Torsion angle symbol

Question

I'm reading up on molecular modelling and have come across some terms I should probably have learnt a long time ago but always scared me off a bit with the Greek letters. I guess I'm a big boy now so it's probably time to clarify...

The textbook uses the lowercase symbol omega ($\omega$) for torsion (a.k.a. dihedral) angle while Wikipedia gives the uppercase, $\Omega$, plus both upper and lower case phi ($\Phi$, $\phi$) and psi ($\Psi$, $\psi$) in its description which from reading I'm starting to understand designate particular geometrical cases from the article, though it looks like it might be a little difficult to remember at first.

My textbook also gives in the list of symbols and physical constants [lower case] tau, $\tau$, but I can't see any mention of this on the Wiki page.
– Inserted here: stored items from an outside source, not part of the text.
PR #1704, opened 2021-01-07
Feat: use framework info

erezrokah:
### Summary

Fixes https://github.com/netlify/cli/issues/1495
Fixes https://github.com/netlify/cli/issues/1252

- [x] Verify this works with https://github.com/netlify/cli/pull/2312

Related to https://github.com/netlify/cli/pull/843

### Changes in behavior

Changes from #843

- `framework = "#custom"`. 
  - Current behavior - an error is shown if `command` and `targetPort` are not configured. 
  - New behavior - same as current.
- `framework` is not `#custom` and user has specified `command` and `targetPort`. 
  - Current behavior - an error is shown to set `framework = "#custom"`. 
  - New behavior - everything works as the CLI has all the information it needs to run. This allows running `ntl dev --command "echo hello" --targetPort 8000` which was not supported before (adding `--framework "#custom"` didn't work as well).
 - `dir` flag is specified.
    - Current behavior - we don't run framework detection, use a static server and show an error if `targetPort` or `command` are specified.
    - New behavior - we don't run framework detection and use a static server. 
      - If `command` is configured we print a warning and suggest to use `targetPort` for a custom setup.
      - If `targetPort` is configured we print a warning and suggest to use `staticServerPort` to configure the static server port.

Other changes
- `framework = "create-react-app"` (or any other specific framework)
  - Current behavior - run the `create-react-app` detector, [if it fails report an error](https://github.com/netlify/cli/blob/8152bb838177ee7c2666c6cfad8b9f0523fbe293/src/utils/detect-server.js#L135), otherwise use it
  - New behavior - always use the specific framework settings

- ~~Added a new `--framework` flag. You can only configure `framework` using the `dev` block at the moment. That doesn't make sense since we already have `command` and `targetPort` flags.~~ Done in https://github.com/netlify/cli/pull/2818

### Test plan

~~Testing this manually at the moment.~~
~~Will think of a good way to test the integration without having a performance hit.~~

~~Tested only the happy path, so others are probably broken.~~

~~Replaced the unit tests with integration tests~~

Tests were added in https://github.com/netlify/cli/pull/2821, I've updated them to reflect the new behavior

**- A picture of a cute animal (not mandatory but encouraged)**
image

PR #2259, opened 2021-04-27
fix(command-dev): Update detect-server.js

markbello:
This was a very confusing error message. "args" in this case is an implementation detail, and the error message didn't provide any insight as to what might have gone wrong.

In my case, it was using `craco` to override my base `create-react-app` config, which meant a change to the start script from `react-scripts-start` to `craco start`. I didn't know how to use a custom framework until after writing a craco-specific detector in my local install of the CLI

**- Summary**

**- Test plan**


erezrokah (approved):
Thanks @markbello this is much better.

FYI, we're in the process of refactoring the detectors code to make it easier to support and extend https://github.com/netlify/cli/pull/1704

Issue #2209, opened 2021-04-23
Test: improve CLI CI times


erezrokah:
Related to https://github.com/netlify/cli/issues/2202

The CLI tests can take up to 20 minuets sometimes (mostly on Windows).

This means the turnaround for an important bug fix can take around 40 minuets (tests for the fix PR and tests for the release PR).

We should investigate reducing the time it takes to run the tests.

**Can you submit a pull request?**

Yes

erezrokah:
One way to improve the CLI CI times is to use a mock API instead of hitting the API directly.

I think it's valuable to test the integration with the live API, but maybe we should move those tests to https://github.com/netlify/js-client

JGAntunes:
Related to https://github.com/netlify/engineering/issues/318.

erezrokah:
Closing this as we've done several improvements related to this:
1. Use a mock API in all relevant tests except deploy tests
2. We don't re-run the tests on release PRs
3. We don't re-run the tests before publishing

If we can think of more actions items on this, we can open individual tasks

erezrokah:
Re-opening as we need another integration on this. We should first benchmark the tests, but possible improvements:
1. Move to CircleCI and use stronger machines (GitHub actions Windows machines are especially slow).
2. Run the deploy tests in parallel (create multiple sites, instead [just one site](https://github.com/netlify/cli/blob/68fd36200899595180d3a29a24dc7550cfe56e2f/tests/command.deploy.test.js#L46)).
3. Large Media tests are also [serial](https://github.com/netlify/cli/blob/68fd36200899595180d3a29a24dc7550cfe56e2f/tests/command.lm.test.js#L45). I don't think we can do anything about that as Large Media installs globally on the machine.

PR #2315, opened 2021-05-06
test(windows): increase port limit and reduce time wait delay

erezrokah:
**- Summary**
Related to https://github.com/netlify/cli/issues/2209

Another attempt to improve Windows tests.
See https://docs.microsoft.com/en-us/biztalk/technical-guides/settings-that-can-be-modified-to-improve-network-performance#adjust-the-maxuserport-and-tcptimedwaitdelay-settings and https://www.ibm.com/docs/en/records-manager/8.5.0?topic=performance-configuring-maxuserport-maximum-user-ports

Default port limit is between 1024 to 5000 and default time wait delay is 120

**- Test plan**

Existing test

image

### DIFF
--- a/.github/workflows/main.yml
+++ b/.github/workflows/main.yml
@@ -28,6 +28,12 @@ jobs:
       fail-fast: false
 
     steps:
+      # This improves Windows network performance, we need this since we open many ports in our tests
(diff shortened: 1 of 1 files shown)


JGAntunes (approved):
windows

Issue #2325, opened 2021-05-06
bug(install): wrap chalk require in postinstall script


erezrokah:
**Describe the bug**

Related to https://github.com/netlify/cli/issues/2280 and https://github.com/netlify/cli/issues/2266

The error seems to be coming from the `postinstall` script with certain `npm` versions.

We should be able to handle this error by using a dynamic require and don't use `chalk` if we fail to require it.

**To Reproduce**

N/A

**Expected behavior**

If we can't require `chalk` we can still print the logs without it

PR #2330, opened 2021-05-09
fix(postinstall): wrap chalk require

erezrokah:
**- Summary**

Fixes https://github.com/netlify/cli/issues/2325

Hopefully this fixes the installations issues (and not just move the error to when a user invokes the CLI).

**- Test plan**

N/A

🐒

### DIFF
--- a/scripts/postinstall.js
+++ b/scripts/postinstall.js
@@ -1,30 +1,33 @@
 const id = (message) => message
 
-const postInstall = () => {
-  let chalk
+const format = (message, styles) => {
+  let func = id
   try {
     // this fails sometimes on outdated npm versions
     // eslint-disable-next-line node/global-require
-    chalk = require('chalk')
-  } catch (_) {
-    chalk = {
-      greenBright: { bold: { underline: id } },
-      cyanBright: { bold: id },
-    }
-  }
+    func = require('chalk')
+    styles.forEach((style) => {
+      func = func[style]
+    })
+  } catch (_) {}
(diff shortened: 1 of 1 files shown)


scripts/postinstall.js
```diff
@@ -1,15 +1,31 @@
...
-console.log('')
+const postInstall = () => {
+  let chalk
+  try {
+    // this fails sometimes on outdated npm versions
+    // eslint-disable-next-line node/global-require
+    chalk = require('chalk')
+  } catch (_) {
+    chalk = {
+      greenBright: { bold: { underline: id } },
```
erezrokah, line 11: Not sure if there's a better way to do this

eduardoboucas: If you don't want to be defining all the possible permutations of the chalk options, perhaps we could use something like:

```js
const format = (message, styles) => {
  let func = i => i
  
  try {
    func = require('chalk')
    
    styles.forEach(style => {
      func = func[style]
    })
  } catch (_) {}
  
  
  return func(message)
}
```

And then:

```js
// Instead of
chalk.greenBright.bold.underline(`Success! Netlify CLI has been installed!`)

// We'd do
format(`Success! Netlify CLI has been installed!`, ['greenBright', 'bold', 'underline'])
```

eduardoboucas (approved):
Sorry for the late review! Left a minor comment for an alternative implementation, but what you wrote works just as well, so I'm happy to go with whatever you prefer!

PR #5538, opened 2023-03-08
fix: wrong env values could be used for non-dev context in `netlify deploy --build --context`

jasonbarry:
#### Summary

If a site has environment variables with different values for each deploy context, and they deploy to prod using `netlify deploy --build --prod --context production`, then the dev values will be used instead. This is because`options.context` wasn't making its way to the Envelope call (unlike how we do it in `netlify build`, `netlify dev`, and `netlify env`). This PR passes the context from the `--context` flag over to Envelope so the correct values are pulled. 

In doing so, I noticed that env vars from `build_settings.env` were getting included in the functionsConfig. While these values are the site's env vars [from Envelope](https://github.com/netlify/build/blob/main/packages/config/src/api/site_info.js#L25-L29), they are the ones that apply to any scope and any context. Instead, we should pass in only the ones that match the given `--context`, and only the `functions` scope. 

Customer report Slack thread: https://netlify.slack.com/archives/C02TE7L1QUA/p1678283162339439

---

      passes our tests.


src/utils/env/index.mjs
```diff
@@ -145,6 +146,18 @@ export const getEnvelopeEnv = async ({ api, context = 'dev', env, key = '', scop
 
   const accountEnv = formatEnvelopeData({ context, envelopeItems: accountEnvelopeItems, scope, source: 'account' })
   const siteEnv = formatEnvelopeData({ context, envelopeItems: siteEnvelopeItems, scope, source: 'ui' })
+
+  if (raw) {
+    const entries = Object.entries({ ...accountEnv, ...siteEnv })
```
jasonbarry, line 151: Is it correct that only account and site env vars, and not general / addons / configFile env vars, need to be included as siteEnv for the functionsConfig? That's how it seems to be before -- only `get(siteData, 'build_settings.env')` was getting passed to functionsConfig.

eduardoboucas: Yes, I think that's right.

eduardoboucas (approved):

src/commands/deploy/deploy.mjs
```diff
@@ -567,6 +568,16 @@ const deploy = async (options, command) => {
     return triggerDeploy({ api, options, siteData, siteId })
   }
 
+  const isUsingEnvelope = siteData && siteData.use_envelope
+  // if a context is passed besides dev, we need to pull env vars from that specific context
+  if (isUsingEnvelope && options.context && options.context !== 'dev') {
```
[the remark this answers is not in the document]
jasonbarry: `options.context` could be `undefined` if the user doesn't pass the `--context` flag, but the Envelope call defaults to use the `dev` context in that case. So if context isn't passed, or if context is `dev`, then we can skip the call. We could remove this bit if we gave the option a default value besides undefined, but I'm unsure if that would be a breaking change!

src/utils/env/index.mjs
jasonbarry: OK cool! then I think this would fix a bug where account-level env vars weren't getting applied to functions if a user deployed with this method.

Issue #5544, opened 2022-11-17
onPreDev and onDev not not applying netlifyConfig changes


sean-roberts:
### Describe the bug

Modifying the netlify config during onDev/onPreDev are not being reflected on the dev output. So, if I update the headers during the event it will show that the headers are updated via the output, but the changes aren't reflecting.

When doing this process within onPreBuild, the functionality works as expected

### Steps to reproduce

`plugin.js`
```
function pluginWork({netlifyConfig}){
  const headers = netlifyConfig.headers;
  headers.push({
    for: '/*',
    values: {
      'x-test': 'value'
    }
  });
  netlifyConfig.headers = headers;
}

export const onPreDev = pluginWork;
```

### CLI command and flags

`ntl dev`

### CLI output

during `ntl dev` the plugin output includes:
```
Netlify configuration property "headers" value changed to [ { for: '/*', values: { 'x-test': 'value' } } ].
```

However, no requests are returning with that header. There are no other headers defined elsewhere in the product and it's not 

### Environment

```
System:
    OS: macOS 12.6
    CPU: (10) arm64 Apple M1 Pro
    Memory: 600.77 MB / 32.00 GB
    Shell: 5.8.1 - /bin/zsh
  Binaries:
    Node: 16.15.1 - /opt/homebrew/opt/nvm/versions/node/v16.15.1/bin/node
    Yarn: 1.22.19 - /opt/homebrew/opt/nvm/versions/node/v16.15.1/bin/yarn
    npm: 8.11.0 - /opt/homebrew/opt/nvm/versions/node/v16.15.1/bin/npm
  npmGlobalPackages:
    netlify-cli: 12.1.1
```

PR #5546, opened 2023-03-09
fix: fix use headers that are set via the onPreDev of a plugin

lukasholzer:

#### Summary

Depends on: https://github.com/netlify/build/pull/4932

Fixes https://github.com/netlify/cli/issues/5544

This PR only parses the headers but we might want to do the same for redirects in a follow up or other config mutations not sure what frameworks needs here? 

cc @kitop @ascorbic 

---

      passes our tests.


eduardoboucas:
How does this handle live updates to the config/headers/redirects files? For example, let's say that I have a plugin with a `onPreDev` event that reads redirect rules and mutates them somehow. On the first run, the plugin will read the input, do the mutations, and produce the right output. But then I make a change to the redirects file and the plugin is not running again, so will we get the right output?

lukasholzer:
> How does this handle live updates to the config/headers/redirects files? For example, let's say that I have a plugin with a `onPreDev` event that reads redirect rules and mutates them somehow. On the first run, the plugin will read the input, do the mutations, and produce the right output. But then I make a change to the redirects file and the plugin is not running again, so will we get the right output?

So if you have headers in a `_headers` or `netlify.toml` file they get picked up and merged with the plugin config:

```
/** @type {import('@netlify/build').Om} */
export const onPreDev = async ({ netlifyConfig }) => {
  console.log('inside onPreDev');
  const headers = netlifyConfig.headers;
  headers.push({
    for: '/*',
    values: {
      'x-test': 'value',
    },
  });
  
  netlifyConfig.headers = headers;
};
```

If you change the toml file and update the header the header from the plugin is still in there:
CleanShot 2023-03-09 at 13 45 49

The `onPreDev` hook i only run before the command and has no watch mode so changes to that would need a restart of `ntl dev` 


Does this answer your question?

eduardoboucas:
The use case I'm thinking is something like this:

```js
export const onPreDev = async ({ netlifyConfig }) => {
  const { headers } = netlifyConfig;

  headers[0].values['x-test'] += " modified"
  
  netlifyConfig.headers = headers;
};
```

So the plugin appends something to the value of a header. If I re-save the file and change `foo` to `bar`, will `x-test` change from `foo modified` to `bar modified`?

(I tried checking out the branch and trying this myself, but I'm getting the same error with `@netlify/config` that we're seeing in the CI.)

lukasholzer:
@eduardoboucas should work now, the newer version of @netlify/config was not in. Now it's merged into it: https://github.com/netlify/cli/commit/bd9823e5ae9994cadc39e1c9571047b340515811

THat was the dependent PR from the description (had it linked locally when developing)

lukasholzer:
> ```js
> 
>   headers[0].values['x-test'] += " modified"
>   
> ```

@eduardoboucas you are right this behaviour is not working as the `onPreDev` is only executed before starting the devServer and NOT during reloads.

TBH I would see this as "expected" behaviour as no build hook is run on file updates.

eduardoboucas:
I'm not sure I agree. It's true that no hooks currently run on file updates, but that's because all hooks used to be tailored for the build process, and they didn't run in Netlify Dev at all. That changed with `onPreDev` and `onDev`.

If we say that these plugin hooks will run in Netlify Dev, and if we say that Netlify Dev has live reloading for any platform configuration files, I think we need to make these two concepts co-exist, otherwise we're creating the precedent that the state of your application may differ based on whether you've updated any files. I think that somewhat defeats the purpose of supporting live reloading in the first place.

The way I was imagining we'd approach this is by running the `*Dev` hooks on file reloads. Netlify Build already has the plumbing for running just the dev pipeline, we'd just need to accommodate the fact that on subsequent runs we'll leave the initial dev command alone and run just the hooks.

ascorbic:
I agree with Eduardo. It would be unexpected if saving a file meant the headers suddenly changed

sean-roberts:
Chiming in from the future...

for onPreDev.. I expect them to run once - I see it as on pre dev command. For onDev, I could see them running multiple times based on throttled file changes.

Can we get this shipped and sort out onDev later? Even if we want to sort out the watching + invoking of onPreDev (I'd disagree with the need) but the initial pass should be simply allowing them to work _at all_

billwatson017:
bumping this issue as we are having the same experience with pushing dynamic headers 

``` JS
module.exports = {
  onPreDev({ netlifyConfig }) {
    netlifyConfig.redirects.push({
      from: '/*',
      to: `${netlifyConfig.build.environment.APP_BASE_URL}/:splat`,
      status: 200,
    });
  },
};
```

sean-roberts:
due to _almost_ a year, creating a new PR was easier than sorting the merge conflicts... so, let's carry the convo over here: https://github.com/netlify/cli/pull/6365

PR #5547, opened 2023-03-09
fix!: publish shrinkwrap with prod dependencies only

danez:
#### Summary

Ref #5323 

This is a reattempt of #5359 which fixes the problems that occurred last time.

It removes the shrinkwrap from the repo and instead uses the normal package-lock.

On publish we remove devDependencies, scripts & ava properties from package.json and then create the shrinkwrap. This new way ensures that all optional dependencies are present in the shrinkwrap file. (Last time the optional dependencies were missing)

Also split up the release workflow into 2 jobs so we do not have to repeat the if: `${{ steps.release.outputs.release_created }}` for every single step.


scripts/prepare-for-publish.mjs
```diff
@@ -0,0 +1,43 @@
...
+}).start()
+await execa('npm', ['install', '--no-audit'])
+spinner.succeed()
+
+spinner = ora({
+  spinner: 'star',
+  text: 'Running `npm shrinkwrap`',
+}).start()
+await execa('npm', ['shrinkwrap'])
+spinner.succeed()
```
danez, line 43: This is the main change. This script will run before publishing (see package.json).

EverlastingBugstopper:
Thanks for the work on this!

lukasholzer (approved):
Should we mark it as a breaking change?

Firstly I wanted to ask is the use of upper/lower case totally arbitrary, and secondly is tau just a non-specific way of expressing torsion angle compared to the other 3 (which is the only use I can imagine for it?) Or is this use totally confined to molecular modelling?

Answer 1

It is a habit to assign greek letters (most often lowercase) to angles. In case of "normal" angles, it's mostly $\alpha, \beta, \gamma$, whereas for dihedrals some higher letters, as you mentioned, $\phi, \psi, \omega$. As noted in comments, whatever you use, clearly state what you mean.

The difference between dihedral and torsional angle is more conceptual, then formal. In torsion you discuss rotation around a bond, dihedral is general angle of two planes, as mentioned in the $\ce{CH_4}$ example. The formal expression for both of them is the same, indeed.

To be noted, there are some well known widely used dihedral angles, where you should stick to the common notation. The most prominent example is the protein backbone arrangement, see Ramachandran plot. In this case you should not invent your own notation.